Moviegoing in Hickory, North Carolina
Sigmon remembers the owner of a movie theater in Hickory who used to send a free taxi to transport moviegoers. Sigmon went weekly with his father.
Citing this Excerpt
Oral History Interview with Murphy Yomen Sigmon, July 27, 1979. Interview H-0142. Southern Oral History Program Collection (#4007) in the Southern Oral History Program Collection, Southern Historical Collection, Wilson Library, University of North Carolina at Chapel Hill.
Full Text of the Excerpt
Used to be a moving picture
show in there, before they put the office in there, and a barbershop and
a cafe.
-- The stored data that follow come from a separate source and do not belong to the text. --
Issue #1110, opened 2026-07-02
CodSpeed: test_pickle_load[arm] is bimodal and randomly flags unrelated PRs


Siyet:
`test_pickle_load[arm]` (added in #1092) is bimodal: it flips between ~1.6 ms and ~1.8 ms across commits that don't touch the pickle path at all, so with the 2% threshold it randomly paints unrelated PRs red.

Evidence from this week:

- #978 (decimal_format encoder option, head 045a25c vs main b36a4a1): flagged **-10.05%** (1.6 -> 1.8 ms), check red. The diff cannot affect struct pickling.
- #1105 (to_builtins frozendict fix, head 5a54d59 vs main 8f7ac06): same benchmark reported **+10.28%** (1.8 -> 1.6 ms), check green (improvements don't gate).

And when I was small and growing up, me and my brother, we lived
up here on Longview, and we'd walk down there to the moving
picture show. And my daddy worked at the Southern Desk then; I was just
six, seven, eight years old. P. D. Short run a taxi in town then, and
every Wednesday there was a continued picture on. I don't
know whether they've got them anymore or not. Every Wednesday
they'd have episodes of it, in fifteen episodes
or… And we'd go down there. P. D. Short would run
the little picture show and owned the taxi in Hickory. And when it would
be raining on Wednesday, he'd come up and get us and take us
to the show. He wouldn't charge us nothing for taxi fare, so
we wouldn't miss the show, you know. And it was Jack Hawksy
that played in that continued picture. My daddy and we'd go
every Wednesday night. It was me and my
brother—he's three years and a half older than
me—and my youngest sister, Carrie. She was just real small
then. Pretty nights, though, we'd walk down there, and next
morning we'd ask Mama how we got home. She'd say,
"Well, you walked," and we
wouldn't know nothing about it, me and my brother.
[laughter] We'd go to sleep in
the middle of the picture show. And we moved down to the mill hill when
daddy and my brother got a job down there.